Icono del sitio TribuTV

Vacunas: una obligación ética, jurídica y económica frente a los negacionistas de cotillón

La discusión sobre las vacunas volvió a ocupar el centro del debate público. No por nuevos descubrimientos científicos, sino por la reaparición de viejas supersticiones recicladas en formato de “opinión”. El resultado es grave: enfermedades controladas durante décadas regresan por la caída de las coberturas vacunales. Eso no es un fenómeno místico: es una consecuencia directa de la desinformación y del activismo antivacunas, más estético que racional, que crece entre tutoriales conspirativos y consignas de cotillón.

Las cifras son elocuentes. Según organismos internacionales, las vacunas evitan entre 3 y 5 millones de muertes anuales. Además, representan uno de los instrumentos de salud pública más rentables: cada dólar invertido en inmunización puede ahorrar hasta 20 en gastos hospitalarios, días laborales perdidos y tratamientos de alto costo. Para un país con un sistema de salud tensionado, vacunar no es sólo proteger vidas, sino preservar la sostenibilidad del Estado.

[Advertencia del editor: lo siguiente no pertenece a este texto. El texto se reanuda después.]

PR #1351, opened 2024-03-20
Add ability to transform aar dependencies to jar in Paparazzi jvm project

### LINKED ISSUE #783: Switch from checking in jars to unpacking aars
We always wanted to do this but were too ~lazy~ rushed to write the artifact transform at the time.

Procrastination _always_ pays off. Now we can copy someone else's work instead: https://github.com/Kotlin/kotlinx.coroutines/blob/master/buildSrc/src/main/kotlin/UnpackAar.kt.

geoff-powell:
Fixes #783 so we no longer need to manually include androidX jars in project to compile


buildSrc/src/main/kotlin/AarAndJarCompatible.kt
```diff
@@ -0,0 +1,20 @@
...
+import org.gradle.api.attributes.AttributeCompatibilityRule
+import org.gradle.api.attributes.CompatibilityCheckDetails
+import org.gradle.api.attributes.LibraryElements
+
+@CacheableRule
+abstract class AarAndJarCompatible : AttributeCompatibilityRule<LibraryElements> {
+  override fun execute(t: CompatibilityCheckDetails<LibraryElements>) {
+    val consumer = t.consumerValue ?: return
+    val producer = t.producerValue ?: return
+    if (consumer.name == LibraryElements.JAR && producer.name == "aar") {
```
geoff-powell, line 13: Fixes inner dependencies that are `aar` and jvm project requires `jar`

buildSrc/src/main/kotlin/AndroidJvmAndJvmCompatible.kt
```diff
@@ -0,0 +1,17 @@
...
+
+@CacheableRule
+abstract class AndroidJvmAndJvmCompatible : AttributeCompatibilityRule<KotlinPlatformType> {
+  override fun execute(t: CompatibilityCheckDetails<KotlinPlatformType>) {
+    val consumer = t.consumerValue ?: return
+    val producer = t.producerValue ?: return
+    if (consumer == KotlinPlatformType.jvm && producer == KotlinPlatformType.androidJvm) {
+      t.compatible()
+    }
+  }
```
geoff-powell, line 16: Allows for jvm projects to continue to use aar dependencies built for android on jvm project

buildSrc/build.gradle
```diff
@@ -0,0 +1,15 @@
+plugins {
+  id "org.gradle.kotlin.kotlin-dsl" version "4.3.0"
+}
+
+repositories {
+  gradlePluginPortal()
```
JakeWharton, line 6: nit: could be
```suggestion
  mavenCentral()
```

buildSrc/build.gradle
```diff
@@ -0,0 +1,15 @@
...
+  google()
+}
+
+dependencies {
+  // Needed to fix issue with android kotlin project
+  implementation("com.android.tools.build:gradle:8.2.2")
+  implementation("org.jetbrains.kotlin:kotlin-gradle-plugin:1.9.22")
```
JakeWharton, line 13: No `libs.versions.toml` in this repo? You can point at the enclosing project with https://github.com/cashapp/redwood/blob/trunk/build-support/settings.gradle#L6-L12

buildSrc/src/main/kotlin/UnpackAar.kt
```diff
@@ -0,0 +1,89 @@
...
+  @get:InputArtifact
+  abstract val inputArtifact: Provider<FileSystemLocation>
+
+  override fun transform(outputs: TransformOutputs) {
+    ZipFile(inputArtifact.get().asFile).use { zip ->
+      zip.entries().asSequence()
+        .filter { !it.isDirectory }
+        .filter { it.name.endsWith(".jar") }
+        .forEach {
+          val outputCacheDirectory = outputs.file(it.name).toString().split("caches/")[1]
```
JakeWharton, line 76: I'm a bit nervous about this as opposed to a local folder in `layout.buildDirectory`.

JakeWharton (approved):

buildSrc/src/main/kotlin/UnpackAar.kt
```diff
@@ -0,0 +1,89 @@
...
+abstract class UnpackAar : TransformAction<TransformParameters.None> {
+
+  @get:InputArtifact
+  abstract val inputArtifact: Provider<FileSystemLocation>
+
+  override fun transform(outputs: TransformOutputs) {
+    ZipFile(inputArtifact.get().asFile).use { zip ->
+      zip.entries().asSequence()
+        .filter { !it.isDirectory }
+        .filter { it.name.endsWith(".jar") }
```
JakeWharton, line 74: This is too broad. You want to match on `classes.jar` _exactly_. The aar spec allows other `.jar`s that you definitely don't want on your classpath: https://developer.android.com/studio/projects/android-library#aar-contents

gradle/libs.versions.toml
```diff
@@ -21,7 +21,14 @@ layoutlibPrebuiltSha = "a73a761"
...
 androidx-appcompat = { module = "androidx.appcompat:appcompat", version = "1.6.1" }
-androidx-lifecycleCommon = { module = "androidx.lifecycle:lifecycle-common", version = "2.7.0" }
+androidx-activity = { module = "androidx.activity:activity", version = "1.5.0" }
+androidx-savedstate = { module = "androidx.savedstate:savedstate", version = "1.2.1" }
+androidx-lifecycle-common = { module = "androidx.lifecycle:lifecycle-common", version = "2.7.0" }
+androidx-compose-ui-geometry = { module = "androidx.compose.ui:ui-geometry", version = "1.5.0" }
+androidx-compose-ui-text = { module = "androidx.compose.ui:ui-text", version = "1.5.0" }
+androidx-compose-ui-android = { module = "androidx.compose.ui:ui-android", version = "1.5.0" }
+androidx-compose-runtime-android = { module = "androidx.compose.runtime:runtime-android", version = "1.5.0" }
+androidx-lifecycle-runtime = { module = "androidx.lifecycle:lifecycle-runtime", version = "2.6.1" }
```
jrodbx, line 31: I believe some of these can be removed

buildSrc/src/main/kotlin/UnpackAar.kt
```diff
@@ -0,0 +1,96 @@
...
+import java.util.zip.ZipEntry
+import java.util.zip.ZipFile
+
+// Attributes used by aar dependencies
+private val artifactType = Attribute.of("artifactType", String::class.java)
+private val unpackedAar = Attribute.of("unpackedAar", Boolean::class.javaObjectType)
+
+fun Project.configureAar() =
+  configurations.configureEach {
+    // Causes issue with spotless
```
jrodbx, line 26: Is there a tracking issue on spotless?

buildSrc/src/main/kotlin/AarAndJarCompatible.kt
```diff
@@ -0,0 +1,20 @@
+package app.cash.paparazzi.gradle
+
+import org.gradle.api.artifacts.CacheableRule
+import org.gradle.api.attributes.AttributeCompatibilityRule
+import org.gradle.api.attributes.CompatibilityCheckDetails
+import org.gradle.api.attributes.LibraryElements
+
+@CacheableRule
+abstract class AarAndJarCompatible : AttributeCompatibilityRule<LibraryElements> {
```
jrodbx, line 9: I believe compatibility rules can be avoided, if you create custom configurations set up with the appropriate variant attribute matching.  This would avoid messing with the existing configurations and is cleaner.

buildSrc/build.gradle
```diff
@@ -0,0 +1,15 @@
...
+}
+
+repositories {
+  mavenCentral()
+  google()
+}
+
+dependencies {
+  // Needed to fix issue with android kotlin project
+  implementation libs.plugin.android
```
jrodbx, line 12: If we can eliminate the compatibility rules, we can avoid buildSrc altogether and instead inline the transforms and wiring into build.gradle.

buildSrc/src/main/kotlin/AarAndJarCompatible.kt
geoff-powell: Hmm, my gradle knowledge is lacking here with how variant attribute matching works with a custom configuration.

geoff-powell: I was able to get this to work. One difference in my current implementation is that child dependencies don't get resolved and transformed like they do with the compatibility rules.

I still think this method makes more logical sense from a configuration standpoint

geoff-powell: ☝🏽 scratch that. I had set the `isTransitive` property of the configuration to be false. Setting it to true matches the desired implementation of the compatibility rules attempt.

geoff-powell:
Updated this to make a simple configuration defined in a separate gradle file.

BrianGardnerAtl (commented):
I think it looks good but my gradle knowledge is lacking for a full approval

paparazzi/build.gradle
```diff
@@ -1,10 +1,10 @@
-import app.cash.paparazzi.gradle.UnpackAarKt
 import org.jetbrains.kotlin.gradle.plugin.AbstractKotlinPluginKt
 
 apply plugin: 'org.jetbrains.kotlin.jvm'
 apply plugin: 'org.jetbrains.dokka'
 apply plugin: 'com.vanniktech.maven.publish'
 apply plugin: 'dev.drewhamilton.poko'
+apply from: "customConfiguration.gradle"
```
geoff-powell, line 7: looks like gradle file translation from kotlin is not working as expected. Causes issue with downstream IR kotlin compilation.

geoff-powell: required me to add `implementation libs.plugin.kotlin` to the buildSrc/build.gradle file to get compilation working.

nak5ive (approved):

gradle/aarToJarConfiguration.gradle
```diff
@@ -0,0 +1,125 @@
...
+  project.configurations.compileOnly.dependencies.add(
+    create(
+      project.configurations.compileOnlyAarAsJar.incoming.artifactView {
+        it.attributes.attribute(
+          artifactType, "aarAsJar"
+        )
+      }.files
+    )
+  )
+}
```
jrodbx, line 64: we can dry this up a bit:

```
  def aarAsJar =  project.configurations.create("${configuration}AarAsJar") {
      attributes.attribute(...)
    }
    .incoming
    .artifactView { viewConfiguration ->
      viewConfiguration.attributes.attribute(...)
    }
    .files

  ...
  project.configurations
    .getByName(configuration)
    .dependencies
    .add(project.dependencies.create(aarAsJar))
```

gradle/aarToJarConfiguration.gradle
```diff
@@ -0,0 +1,125 @@
+//file:noinspection GroovyAssignabilityCheck
+import com.android.build.api.attributes.BuildTypeAttr
+import org.gradle.work.DisableCachingByDefault
```
jrodbx, line 3: can we inline this file into `paparazzi/build.gradle` and get rid of `buildSrc` altogether?  the SDK should be the only consumer of this `aarAsjar` transformation.

buildSrc/build.gradle
jrodbx: is `BuildTypeAttr` necessary?  would setting [AndroidArtifacts.ARTIFACT_TYPE, AndroidArtifacts.TYPE_CLASSES_JAR] as a key-value to the attribute container be enough to assist variant matching?

jrodbx (commented):
looking good!

I think we can reduce this a bit and keep the logic to `paparazzi/build.gradle`.

paparazzi/src/main/java/app/cash/paparazzi/internal/PaparazziViewOwners.kt
```diff
@@ -25,6 +25,6 @@ internal class PaparazziSavedStateRegistryOwner(
 internal class PaparazziOnBackPressedDispatcherOwner(
   private val lifecycleOwner: LifecycleOwner
 ) : OnBackPressedDispatcherOwner, LifecycleOwner by lifecycleOwner {
-  override val onBackPressedDispatcher: OnBackPressedDispatcher
-    get() = OnBackPressedDispatcher { /* Swallow all back-presses. */ }
+  override fun getOnBackPressedDispatcher(): OnBackPressedDispatcher =
+    OnBackPressedDispatcher { /* Swallow all back-presses. */ }
```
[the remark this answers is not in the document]
geoff-powell: Yep, we were inadvertently bumping dependeencies by default. Keeping this in this pr and then going to bump the androidX deps in a follow up

gradle/aarToJarConfiguration.gradle
geoff-powell: yep, now its simplified

paparazzi/src/test/java/app/cash/paparazzi/internal/resources/AarTestUtils.kt
```diff
@@ -68,16 +71,19 @@ internal fun makeAarRepositoryFromAarArtifact(
...
     ZipOutputStream(aarPath.outputStream().buffered()).use { zip ->
-      sourceDirectory.visitFileTree {
-        onVisitFile { file, _ ->
-          val relativePath = sourceDirectory.relativize(file).invariantSeparatorsPathString
-          val entry = ZipEntry(relativePath)
-          zip.putNextEntry(entry)
-          zip.write(file.readBytes())
-          zip.closeEntry()
-          return@onVisitFile CONTINUE
+      Files.walkFileTree(
```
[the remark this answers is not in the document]
geoff-powell: yep, unfortunately a side-effect of the older androidX deps we pulled. I have a follow up here that updates those deps and reverts these changes. https://github.com/cashapp/paparazzi/pull/1373

paparazzi/build.gradle
```diff
@@ -154,3 +164,91 @@ tasks.withType(Test).configureEach {
...
+    try {
+      def file = getPrimaryInput().get().asFile
+      def aarFilename = file.name.substring(0, file.name.lastIndexOf('.'))
+      zip = new ZipFile(file)
+      def entries = zip.entries()
+      while (entries.hasMoreElements()) {
+        def item = entries.nextElement()
+        if (item.isDirectory()) continue
+
+        if (item.name.endsWith("classes.jar")) {
```
jrodbx, line 235:
```suggestion
        if (item.name == "classes.jar") {
```

geoff-powell:
Merging this to unblock some of Al's work. Happy to put up any fixes in a follow up PR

Desde la perspectiva jurídica, no hay ambigüedad: la Constitución, los tratados internacionales de jerarquía constitucional y la jurisprudencia coinciden en que el Estado tiene la obligación de prevenir enfermedades transmisibles. La libertad individual jamás fue concebida como licencia para dañar a terceros; y el interés colectivo en la salud pública tiene primacía cuando una conducta privada genera riesgo social. No se trata de “autoritarismo sanitario”, sino del ABC del derecho público.

Políticamente, la vacunación es un acto redistributivo. Protege especialmente a niños, adultos mayores y personas inmunocomprometidas, que dependen de la inmunidad de grupo para sobrevivir. Cuando los antivacunas erosionan esa barrera colectiva, no sólo exponen vidas: encarecen el sistema, deterioran la educación (por brotes escolares), afectan la productividad y, en palabras simples, le pasan la factura a toda la sociedad.

Frente a esto, la agenda estatal no puede titubear: campañas masivas de información, vacunatorios accesibles, obligatoriedad del Calendario Nacional de Vacunación y sanciones cuando corresponda. La salud pública no se debate en foros conspirativos ni se delega en influencers sin formación; se garantiza con políticas basadas en evidencia.

La conclusión es clara: el derecho de los niños a estar sanos es superior a la comodidad adulta de “dudar por las redes”. La responsabilidad parental y la obligatoriedad del calendario no son imposiciones: son los pilares que sostienen una sociedad que quiere vivir, crecer y trabajar sin epidemias del pasado. La vida no se defiende con eslóganes de cotillón; se defiende vacunando.